PR #3084, opened 2025-03-03
Improve Limited Access Offender Strategy Names and Documentation

davidatkinsuk:


src/main/kotlin/uk/gov/justice/digital/hmpps/approvedpremisesapi/service/LaoStrategy.kt
```diff
@@ -0,0 +1,67 @@
...
+import uk.gov.justice.digital.hmpps.approvedpremisesapi.model.PersonInfoResult
+import uk.gov.justice.digital.hmpps.approvedpremisesapi.model.PersonSummaryInfoResult
+import uk.gov.justice.digital.hmpps.approvedpremisesapi.model.deliuscontext.CaseSummary
+
+/**
+ * A Limited Access Offender (LAO) is one for which access is limited to
+ * specific delius users.
+ *
+ * An Offender is an LAO if they are configured with either a restriction (allow list)
+ * or an exclusion (deny list) in Delius. When retrieving an offender boolean fields
```
Rosie-Brigham, line 16: Maybe an additional line to explain what the allow and deny list is?

davidatkinsuk: Good idea, i've renamed this paragraph to hopefully make it clearer:

```
 An Offender is an LAO if they are configured with either a restriction
 or an exclusion in Delius. For restrictions, the calling user is allowed
 to view the offender if they are in an 'allow list' configured in Delius.
 For exclusions, the calling user can view the offender unless they are
 in a 'deny list' configured in Delius.
 ```

PR #3085, opened 2025-03-03
Rip-out feature flag for refresh inmate-details scheduled job

gregkhawkins:
I previously deployed a new scheduled job for refreshing the inmates-details cache. As this has been switched on in production (and stable) for a week, I am now ripping out the old job and the feature flag to toggle between old and new


davidatkinsuk (approved):
Glad to see this gone! 👍

PR #3086, opened 2025-03-03
APS-2039: Split Report Date and Time Fields

vbala-moj:
[https://dsdmoj.atlassian.net/browse/APS-2039](url)

### DIFF
--- a/src/main/kotlin/uk/gov/justice/digital/hmpps/approvedpremisesapi/jpa/entity/cas1/Cas1PlacementReportRepository.kt
+++ b/src/main/kotlin/uk/gov/justice/digital/hmpps/approvedpremisesapi/jpa/entity/cas1/Cas1PlacementReportRepository.kt
@@ -13,41 +13,59 @@ class Cas1PlacementReportRepository(
 
   companion object {
     private const val SELECT_DATASET_QUERY = """
-          SELECT csb.id AS placement_id,
-                 p.name AS premises_name,
-                 pr.name AS premises_region,
-                 csb.expected_arrival_date,
-                 COALESCE(csb.expected_departure_date - csb.expected_arrival_date, 0) AS expected_duration_nights,
-                 csb.expected_departure_date,
-                 (csb.actual_arrival_date + csb.actual_arrival_time) AS actual_arrival_date_time,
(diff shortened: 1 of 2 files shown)


src/main/kotlin/uk/gov/justice/digital/hmpps/approvedpremisesapi/jpa/entity/cas1/Cas1PlacementReportRepository.kt
```diff
@@ -13,41 +13,59 @@ class Cas1PlacementReportRepository(
...
+        LEFT JOIN non_arrival_reasons nar ON nar.id = csb.non_arrival_reason_id
+        LEFT JOIN cancellation_reasons cr ON cr.id = csb.cancellation_reason_id
+        LEFT JOIN (
+            SELECT 
+                criteria.space_booking_id,
+                STRING_AGG(c.property_name, ', ' ORDER BY c.property_name) AS criteria
+            FROM cas1_space_bookings_criteria criteria
+            LEFT JOIN "characteristics" c ON c.id = criteria.characteristic_id
+            GROUP BY criteria.space_booking_id
+        ) criteria_grouped ON criteria_grouped.space_booking_id = csb.id
```
vbala-moj, line 52: Moved the subquery to the JOIN caluse, this will improve the perofurmance.

davidatkinsuk: Nice! I think a lateral join _may_ make this slightly quicker, something like the following. Can maybe look at using it if performance is an issue:

```
LEFT OUTER JOIN LATERAL (
  SELECT STRING_AGG(c.property_name, ', ' ORDER BY c.property_name) AS criteria
  FROM cas1_space_bookings_criteria criteria WHERE criteria.space_booking_id = csb.id
  LEFT JOIN "characteristics" c ON c.id = criteria.characteristic_id
) initial_assessment ON TRUE -- ON condition is mandatory with LEFT OUTER JOIN, but satisfied already in lateral join subquery
```

davidatkinsuk (approved):
LGTM 👍

PR #3087, opened 2025-03-03
CAS-1434 - cas2 prisoner locations

daveawc:
Currently, the prisoner's prison is retrieved from the prison API and stored as part of the application when it is submitted. This PR adds functionality to store the location in the cas_2_prisoner_location table, which is needed for the listenders to process POM allocation and prison transfer messages.

### DIFF
--- a/src/main/kotlin/uk/gov/justice/digital/hmpps/approvedpremisesapi/jpa/entity/Cas2PrisonerLocationEntity.kt
+++ b/src/main/kotlin/uk/gov/justice/digital/hmpps/approvedpremisesapi/jpa/entity/Cas2PrisonerLocationEntity.kt
@@ -6,7 +6,6 @@ import jakarta.persistence.JoinColumn
 import jakarta.persistence.ManyToOne
 import jakarta.persistence.Table
 import org.springframework.data.jpa.repository.JpaRepository
-import org.springframework.data.jpa.repository.Query
 import org.springframework.stereotype.Repository
 import java.time.OffsetDateTime
 import java.util.UUID
@@ -14,8 +13,7 @@ import java.util.UUID
 @Repository
 interface Cas2PrisonerLocationRepository : JpaRepository<Cas2PrisonerLocationEntity, UUID> {
 
-  @Query("SELECT p FROM Cas2PrisonerLocationEntity p WHERE p.application.id = :applicationId and p.endDate is NULL")
-  fun findPrisonerLocation(applicationId: UUID): Cas2PrisonerLocationEntity?
+  fun findAllByStaffIdOrderByOccurredAtDesc(staffId: UUID): List<Cas2PrisonerLocationEntity>
 }
 
 @Entity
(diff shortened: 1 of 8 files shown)


src/main/kotlin/uk/gov/justice/digital/hmpps/approvedpremisesapi/jpa/entity/Cas2PrisonerLocationEntity.kt
```diff
@@ -5,17 +5,17 @@ import jakarta.persistence.Id
...
 import org.springframework.stereotype.Repository
 import java.time.OffsetDateTime
 import java.util.UUID
 
 @Repository
 interface Cas2PrisonerLocationRepository : JpaRepository<Cas2PrisonerLocationEntity, UUID> {
 
-  @Query("SELECT p FROM Cas2PrisonerLocationEntity p WHERE p.application.id = :applicationId and p.endDate is NULL")
-  fun findPrisonerLocation(applicationId: UUID): Cas2PrisonerLocationEntity?
+  @SQLOrder("occurredAt DESC")
```
davidatkinsuk, line 17: Does @SQLOrder on a spring data function work? I can't figure out if the integration tests verify this

src/main/kotlin/uk/gov/justice/digital/hmpps/approvedpremisesapi/service/cas2/Cas2PrisonerLocationService.kt
```diff
@@ -16,4 +23,17 @@ class Cas2PrisonerLocationService {
...
+  fun createPrisonerLocation(application: Cas2ApplicationEntity) {
+    val location = Cas2PrisonerLocationEntity(
+      id = UUID.randomUUID(),
+      application = application,
+      prisonCode = application.referringPrisonCode!!,
+      staffId = application.createdByUser.id,
+      occurredAt = application.createdAt,
+      endDate = null,
+    )
+    prisonerLocationRepository.save(location)
```
davidatkinsuk, line 37: i guess it's a deliberate choice to maybe have this information duplicated if there are multiple applications for the same CRN? (although i guess like in CAS1 these would run sequentially instead of in parallel). If we had the offender table would we remove the application link here?

src/main/kotlin/uk/gov/justice/digital/hmpps/approvedpremisesapi/service/cas2/Cas2PrisonerLocationService.kt
```diff
@@ -16,4 +23,17 @@ class Cas2PrisonerLocationService {
...
     log.info("Handle location changed event at ${event.occurredAt}")
   }
+
+  @Transactional
+  fun createPrisonerLocation(application: Cas2ApplicationEntity) {
+    val location = Cas2PrisonerLocationEntity(
+      id = UUID.randomUUID(),
+      application = application,
+      prisonCode = application.referringPrisonCode!!,
+      staffId = application.createdByUser.id,
```
davidatkinsuk, line 33: Is staffId the best name for this given it's populated with an internal user identifier? Would this be better named as createdByStaffId?

davidatkinsuk (approved):
Mostly questions from me :D

src/main/kotlin/uk/gov/justice/digital/hmpps/approvedpremisesapi/service/cas2/Cas2PrisonerLocationService.kt
davidatkinsuk: No worries I just thought i'd flag it before it got integrated any more. I think `userId` may actually make the most sense if you want to align with the new table?

PR #3091, opened 2025-03-03
APS-2021: Cas1 offender entity.

vbala-moj:
[https://dsdmoj.atlassian.net/browse/APS-2021](url)

### DIFF
--- a/src/main/kotlin/uk/gov/justice/digital/hmpps/approvedpremisesapi/jpa/entity/cas1/Cas1OffenderEntity.kt
+++ b/src/main/kotlin/uk/gov/justice/digital/hmpps/approvedpremisesapi/jpa/entity/cas1/Cas1OffenderEntity.kt
@@ -1,0 +1,26 @@
+package uk.gov.justice.digital.hmpps.approvedpremisesapi.jpa.entity.cas1
+
+import jakarta.persistence.Entity
+import jakarta.persistence.Id
+import jakarta.persistence.Table
+import java.time.OffsetDateTime
+import java.util.UUID
+
+@Entity
+@Table(name = "cas1_offenders")
+data class Cas1OffenderEntity(
+  @Id
+  val id: UUID,
+  val crn: String,
+  val nomsNumber: String?,
+  /**
+   * The offender name. This should only be used for search purposes (i.e. SQL)
+   * If returning the offender name to the user, use the [OffenderService], which
+   * will consider any LAO restrictions
+   */
+  val name: String,
+  val tier: String?,
+  val createdAt: OffsetDateTime,
+  val lastUpdatedAt: OffsetDateTime,
+
+)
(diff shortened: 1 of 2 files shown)


src/main/resources/db/migration/all/20250303081728__add_cas1_offender_table.sql
```diff
@@ -0,0 +1,10 @@
+CREATE TABLE cas1_offenders (
+    id UUID NOT NULL ,
+    crn TEXT NOT NULL ,
+    noms_number TEXT,
+    tier TEXT,
```
davidatkinsuk, line 5: for the tier can we please use the custom collation specified in APS-1782. I've tried this locally, hopefully it works via flyway SQL:

```
CREATE COLLATION cas1_tier (provider = icu, locale = 'en-GB', 
rules = $$ 
& ' ' <*a-z <*A-Z < 9 < 8 < 7 < 6 < 5 < 4 < 3 < 2 < 1 < 0 
$$);

CREATE TABLE collation_test(
 value text NULL COLLATE "cas1_tier"
);
```

src/main/kotlin/uk/gov/justice/digital/hmpps/approvedpremisesapi/jpa/entity/cas1/Cas1OffenderEntity.kt
```diff
@@ -0,0 +1,26 @@
...
+@Entity
+@Table(name = "cas1_offenders")
+data class Cas1OffenderEntity(
+  @Id
+  val id: UUID,
+  val crn: String,
+  val nomsNumber: String?,
+  /**
+   * The offender name. This should only be used for search purposes (i.e. SQL)
+   * If returning the offender name to the user, use the [Cas1OffenderService], which
```
davidatkinsuk, line 18: I think the reference in the comment should be to `[OffenderService]`

davidatkinsuk (approved):
just a few comments from me 👍

src/main/kotlin/uk/gov/justice/digital/hmpps/approvedpremisesapi/jpa/entity/cas1/Cas1OffenderEntity.kt
vbala-moj: Sorry, the ticket mentioned this.

davidatkinsuk: Ah I see. In this case the `OffenderService` should still be used to retrieve information about an offender to present on the UI (i.e., the comment on this field is correct). `Cas1OffenderService` will only be used manage this offender service table.

I do think the naming is a bit confusing though so maybe it needs a rethink!

PR #3092, opened 2025-03-04
CAS-1385 Remove premises api endpoint no longer used by CAS services

muhammad-elabdulla:
This[ PR CAS-1385](https://dsdmoj.atlassian.net/browse/CAS-1385) is to:

- Remove GET `/premises` api endpoint as is no longer used by CAS services
- Remove CAS1 related code from GET `/premises/summary` as is no longer used


gregkhawkins (approved):
Nice, good to get rid of dead code! 👍 
All looks good (as long as we are certain no longer used)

__Task objective__
Copy out every line from the material above in which the word "restrictions" appears.

__Task answer__
 or an exclusion in Delius. For restrictions, the calling user is allowed
+   * will consider any LAO restrictions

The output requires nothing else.